Your business will need written policies for both GDPR and privacy in general. Develop these policies and have members of your marketing, legal and IT teams review the copy. Once your privacy policies are finished, post them in a prominent place on your website. Try setting up a page dedicated to privacy information, and linking to it in your website header or footer.

Audit your existing data

All of your data may not be GDPR compliant. Especially if you’ve been holding onto some of it for a long time. With GDPR in effect, it’s time to audit your data if you haven’t done so already. The audit’s focus should be opt-in consent. Did individuals provide consent to your agency to use their information? If you have data that individuals did not consent to provide, you’ll have to delete it or ask the person to opt in. It could be helpful to run a new opt-in campaign for everyone whose data you’re storing.

Your audit should include a review of third-party vendors that have access to your databases. You’re responsible for ensuring those providers are also GDPR compliant.
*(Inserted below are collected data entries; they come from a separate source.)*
PR #1763, opened 2017-02-27
fixing sign-conversion warnings, part 23, final

aldenml:


aldenml:
Well, this is it. I just need help in one line (marked with `TODO`)

src/utp_stream.cpp
```diff
@@ -2640,7 +2640,7 @@ bool utp_socket_impl::incoming_packet(span<std::uint8_t const> buf
 		m_reply_micro = timestamp - ph->timestamp_microseconds;
 		std::uint32_t prev_base = m_their_delay_hist.initialized() ? m_their_delay_hist.base() : 0;
 		their_delay = m_their_delay_hist.add_sample(m_reply_micro, step);
-		int base_change = m_their_delay_hist.base() - prev_base;
+		int base_change = int(m_their_delay_hist.base()) - int(prev_base); // TODO: review this sign conversion
```
aldenml: here, I need some help. Below there is a line like `if (prev_base && base_change < 0 && base_change > -10000...`, but how `base_change` could be negative without overflow?

include/libtorrent/packet_pool.hpp
```diff
@@ -198,8 +200,8 @@ namespace libtorrent
 			else if (allocate <= m_mtu_ceiling_slab.allocate_size) { return m_mtu_ceiling_slab.alloc(); }
 			return create_packet(allocate);
 		}
-		static int const mtu_floor_size = TORRENT_INET_MIN_MTU - TORRENT_IPV4_HEADER - TORRENT_UDP_HEADER;
-		static int const mtu_ceiling_size = TORRENT_ETHERNET_MTU - TORRENT_IPV4_HEADER - TORRENT_UDP_HEADER;
+		static constexpr int mtu_floor_size = TORRENT_INET_MIN_MTU - TORRENT_IPV4_HEADER - TORRENT_UDP_HEADER;
```
arvidn: does the ``constexpr`` make a difference here? I would expect both to be equally "constant".

src/utp_stream.cpp
arvidn: right, I don't think your change here is correct (and perhaps the original code isn't either). It's critical that the subtraction here is on *unsigned* types with wrapping semantics, and *then* cast to signed. the -10000 threshold seems a bit suspicious (as in, it should be a named constant). I imagine that's a threshold to avoid enabling this logic too eagerly.

please make ``base_change`` and ``prev_base`` const too (I believe they can be)

arvidn: I suppose, technically, this would assume modulo-2 signed integer representation. Perhaps there's a more correct way of doing it, but modulo-2 is a pretty safe assumption still

src/utp_stream.cpp
```diff
@@ -3042,11 +3042,11 @@ bool utp_socket_impl::incoming_packet(span<std::uint8_t const> buf
 				// sure to clamp it as a sanity check
 				if (delay > min_rtt) delay = min_rtt;
 
-				do_ledbat(acked_bytes, delay, prev_bytes_in_flight);
-				m_send_delay = delay;
+				do_ledbat(acked_bytes, aux::numeric_cast<int>(delay), prev_bytes_in_flight);
```
arvidn: I'm a little bit worried that these numeric_casts will cause a lot of spurious asserts, as I don't think there are any runtime checks for these values to stay within bounds.

Jamfile
```diff
@@ -244,7 +244,6 @@ rule warnings ( properties * )
 
 # enable these warnings again, once the other ones are dealt with
 		result += <cflags>-Wno-weak-vtables ;
-		result += <cflags>-Wno-sign-conversion ;
```
arvidn: yay :) is there an msvc counterpart flag too?

src/utp_stream.cpp
aldenml: ok, I will do that

include/libtorrent/packet_pool.hpp
aldenml: none at all, I will revert this

src/utp_stream.cpp
aldenml: ok, I will do the simple casts then

Jamfile
aldenml: :) yes it is, C4365 and it is activated with `/Wall`, I have a pending review in `Jamfile` and I will check this (and others flags).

Create a new opt-in policy

If you haven’t yet, craft new opt-in policies based on GDPR requirements. Ultimately, these will be part of your larger privacy policy. Having standardized opt-in procedures will ensure that your business never violates GDPR as you collect prospects’ data. With the new EU privacy legislation in place, it’s essential to have a standard opt-in process for all prospects.

EU privacy legislation coming to the U.S. soon?

With GDPR now effective in the EU, some people are wondering whether similar data regulations will come to the U.S. GDPR is certainly an opportunity for U.S. businesses to buck up their privacy policies ahead of similar legislation making landfall across the Atlantic. However, whether that happens is no guarantee. Currently, whether the U.S. adopts similar privacy legislation is speculative.

At the state level, a number of governments are making progress with their own data regulations. For example, Vermont lawmakers passed a rule that requires data brokers register with the government. And in California, an upcoming ballot would put similar requirements in place. However, opposition to EU-style privacy regulations remains. IBM recently came out against similar legislation in the U.S. And officials from the company are meeting with lawmakers to discuss the issue further.

While the future of data regulation in the U.S. is unknown, the EU’s approach to data privacy is now set in stone. And if your business serves individuals across the Atlantic, it’s time your company updated its data policy.